The Roaring Twenties?

News from the FBHVC

Speaking on the virtual NEC show, David Whale, Chairman of the FBHVC said, “The significant value to the United Kingdom that the historic vehicle industry generates simply cannot be ignored by those in power. We face the most challenging times ahead over the next few years and these results give us the justification to ensure that our freedoms to enjoy our transport heritage continue unhindered. As a sector we cannot be ignored and will be instrumental in the recovery of our nation’s economy post-Brexit and post-COVID. The most heart-warming news was that there are more enthusiasts than ever who are immersing themselves in our community and that is really positive for the future.”

The number of historic vehicles on DVLA database has increased to 1.5 million

56% of historic vehicles are on SORN

The historic movement now worth over £7.2 billion to UK economy including over £0.9 billion from overseas

Nearly 4,000 businesses employ over 34,000 people

700,000 enthusiasts – up from 500,000 in 2016

Historic vehicles account for less than 0.2% of the total miles driven in the UK

35% of owners either already or are willing to contribute to a carbon reduction scheme

More detailed results will be announced next month but one snippet from the presentation was the fact that 12% of businesses have apprentices and 39% are planning to take them on.
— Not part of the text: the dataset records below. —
PR #17887, opened 2026-06-12
feat(studio): configurable chat attachment file types

emilcardell-lg:
### What

Makes the Studio chat composer's accepted attachment file types configurable via a new `MASTRA_STUDIO_ATTACHMENT_TYPES` env var — a comma-separated MIME allowlist with `type/*` wildcards:

```bash
MASTRA_STUDIO_ATTACHMENT_TYPES="image/*,application/pdf,text/csv,application/vnd.openxmlformats-officedocument.spreadsheetml.sheet" mastra dev
```

When unset, behavior is unchanged (all file types accepted). When set:

- the file picker gets an `accept` attribute, so the native dialog filters to allowed types;
- files/URLs with disallowed content types are rejected **with visible feedback** in the attach dialog (previously a disallowed pick disappeared silently);
- the allowlist is shown in the rejection message so users know what's accepted.

Two supporting changes:

- **Binary non-PDF attachments (spreadsheets, docs, …) are now sent as `file` parts with their own MIME type** (new `file` kind) instead of falling through to the read-as-text path, which produced mojibake for binary formats. Textual application types (`application/json`, XML, YAML, NDJSON) still go through the text path.
- The `EXTENSION_TO_MIME` map in `@mastra/playground-ui` gains common document/spreadsheet/text types (csv, xlsx, xls, docx, doc, pptx, ppt, txt, md, json, xml) so URL attachments to those resolve a sensible content type.

### Why

Teams use Studio agents on workflows that revolve around documents the current composer can't meaningfully accept — e.g. security questionnaires arriving as `.xlsx`/`.csv`. Today the accepted set is hardcoded and a disallowed file silently fails to attach, which reads as a bug (this PR started from exactly that confusion). A configurable allowlist lets deployments decide what their models/tooling can handle, without changing the default.

### How

Follows the existing studio config pattern (`MASTRA_EXPERIMENTAL_FEATURES`, `MASTRA_AGENT_SIGNALS`, …): env var → `%%MASTRA_STUDIO_ATTACHMENT_TYPES%%` template placeholder in `index.html` → `window.MASTRA_STUDIO_ATTACHMENT_TYPES` → read by a small new `accepted-types.ts` module in the playground.

- `packages/playground/src/lib/ai-ui/attachments/accepted-types.ts` (new): parse the allowlist (`null` = unconfigured = accept all), match content types (exact / `type/*` / `*`), build the `accept` attribute value.
- `composer-attachments.tsx`: `addFiles` filters against the allowlist and returns rejected file names; `addUrl` resolves `false` for disallowed content types; new `file` attachment kind for non-PDF binary types, reusing the PDF data-URI file-part path with the attachment's own MIME type.
- `attach-file-dialog.tsx`: sets `input.accept`, shows a rejection message listing the rejected names and the allowed types.
- `packages/cli/src/commands/studio/studio.ts` + `packages/playground/index.html` + `packages/playground/vite.config.ts`: placeholder plumbing for built and standalone-dev studio.
- `packages/playground-ui/src/lib/file/constants.ts`: extension→MIME additions.

### Tests

- New `__tests__/accepted-types.test.ts`: parsing (unset, unreplaced placeholder, whitespace), matching (exact, wildcard, parameters/casing, `*/*`), accept-attribute building.
- Extended `__tests__/composer-attachments.test.tsx`: unconfigured = accept all; filtering returns rejected names and keeps allowed files; configured extra types accepted with `file` kind; URL rejection via mocked HEAD content type; xlsx → file part with correct data-URI MIME.
- `pnpm vitest run src/lib/ai-ui/attachments` → 20/20 pass.

### Backward compatibility

- Unset env var → no change for files that previously worked (images, PDFs, text).
- Behavior change (arguably a fix): unknown **binary** types previously became garbled text content; they are now proper file parts. Models that don't support that MIME type will error explicitly rather than receive mojibake.
- `addFiles`/`addUrl` signatures gain return values (`void` → `string[]`, `Promise<void>` → `Promise<boolean>`); existing callers that ignore the return value are unaffected (the attach dialog is the only caller in-repo).

### Future work (out of scope)

- A `studio.attachments.accept` field on the Mastra instance's `StudioConfig` (core types) flowing through the dev server, for config-file rather than env-var control.
- A spreadsheet adapter converting csv/xlsx client-side into markdown-table text parts for models without native spreadsheet/file support.

## ELI5

Admins can now restrict which file types users may attach in the Studio chat by setting a simple environment variable; disallowed files are clearly shown to the user instead of disappearing. Non-text binary files (e.g., spreadsheets, docs) are now attached correctly with their real file type.

---

## Overview

Adds a configurable allowlist for attachment MIME types via MASTRA_STUDIO_ATTACHMENT_TYPES (comma-separated MIME types; supports type/* wildcards). When set the file input’s accept attribute is applied, disallowed local files and URLs are rejected with visible feedback in the attach dialog; when unset, prior behavior (accept everything) remains.

---

## Key Changes

- Environment & HTML plumbing
  - CLI server and Vite standalone plugin inject a sanitized MASTRA_STUDIO_ATTACHMENT_TYPES into the frontend HTML (window.MASTRA_STUDIO_ATTACHMENT_TYPES). Sanitization restricts characters to MIME-legal set to prevent XSS at injection sites.

- Attachment allowlist utilities
  - New packages/playground/src/lib/ai-ui/attachments/accepted-types.ts:
    - getAcceptedAttachmentTypes(): parses window flag, returns string[] or null (null = accept all).
    - isAcceptedAttachmentType(contentType, accepted): exact + type/* wildcard matching, case- and parameter-insensitive, treats */* as permissive.
    - acceptAttributeValue(accepted): builds file input accept attribute or undefined when unrestricted.

- UI behavior
  - attach-file-dialog.tsx: sets input.accept, tracks rejectedNames, clears stale rejection feedback when reopened, displays an alert listing rejected filenames and the allowlist when applicable, and prevents closing the dialog on rejection.
  - composer-attachments.tsx: filters files/URLs according to the allowlist; addFiles now returns rejected filenames (string[]); addUrl returns Promise<boolean> indicating success.

- Attachment processing
  - Adds ComposerAttachmentKind 'file' (image | pdf | text | file).
  - Non-PDF binary attachments (spreadsheets, docs, etc.) are emitted as 'file' parts with their original MIME types; textual application/* types (JSON, XML, YAML, NDJSON) remain text parts.
  - File parts in core user messages use att.contentType-derived MIME instead of hardcoded application/pdf.

- MIME mappings
  - EXTENSION_TO_MIME expanded to include: txt, md, csv, json, xml, xls, xlsx, doc, docx, ppt, pptx.

- Tests & changeset
  - New/updated tests for accepted-types parsing/matching/accept attribute, composer-attachments behavior (filtering, URL HEAD content-type rejection, binary file-part handling). Local vitest: 20/20 for the attachment suite.
  - Changeset updated with usage example and formatting.

---

## Backward Compatibility

- Unset MASTRA_STUDIO_ATTACHMENT_TYPES preserves prior behavior (accept all).
- Binary files that were previously misread as text are now correct file parts — this may expose explicit model errors for unsupported MIME types.
- addFiles/addUrl now return values; callers that ignore them remain compatible.


emilcardell-lg:
Addressed all review feedback in bc4475b:

- **XSS (critical)** — `MASTRA_STUDIO_ATTACHMENT_TYPES` is now sanitized to MIME-legal characters (`[a-zA-Z0-9.+*/, -]`) at **both** injection sites (CLI server and the vite standalone plugin) before landing in the HTML shell's JS string literal. I went with a character allowlist rather than `JSON.stringify` + `escapeJsonForHtml` because the value is a constrained comma-separated MIME list: the allowlist removes every character that could break out of the string literal (quotes, backslashes, `<`, `>`), keeps `index.html` consumption unchanged, and also drops garbage input that isn't a valid MIME character. Happy to switch to the escape-and-parse approach if maintainers prefer consistency with `MASTRA_REQUEST_CONTEXT_PRESETS`.
- **Stale rejection alert** — `rejectedNames` now resets via `useEffect` when the dialog opens, per the suggested fix.
- **Changeset** — rewritten with a usage example and bullet formatting.

`pnpm vitest run src/lib/ai-ui/attachments` → 20/20 passing.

Hopefully Covid will not diminish these aspirations but one such project that is planned we mentioned in March in Correspondence

Shaun Matthews writes ” Unsurprisingly our heritage and skills project at the former Victoria Ironworks in Derby has stalled over the summer due to many middle ranking Rolls Royce staff being furloughed or made redundant due to the double whammy of Covid and the well-publicised Trent 1000 problems but things are coming back on track now and we are tantalisingly close to agreeing terms with RR.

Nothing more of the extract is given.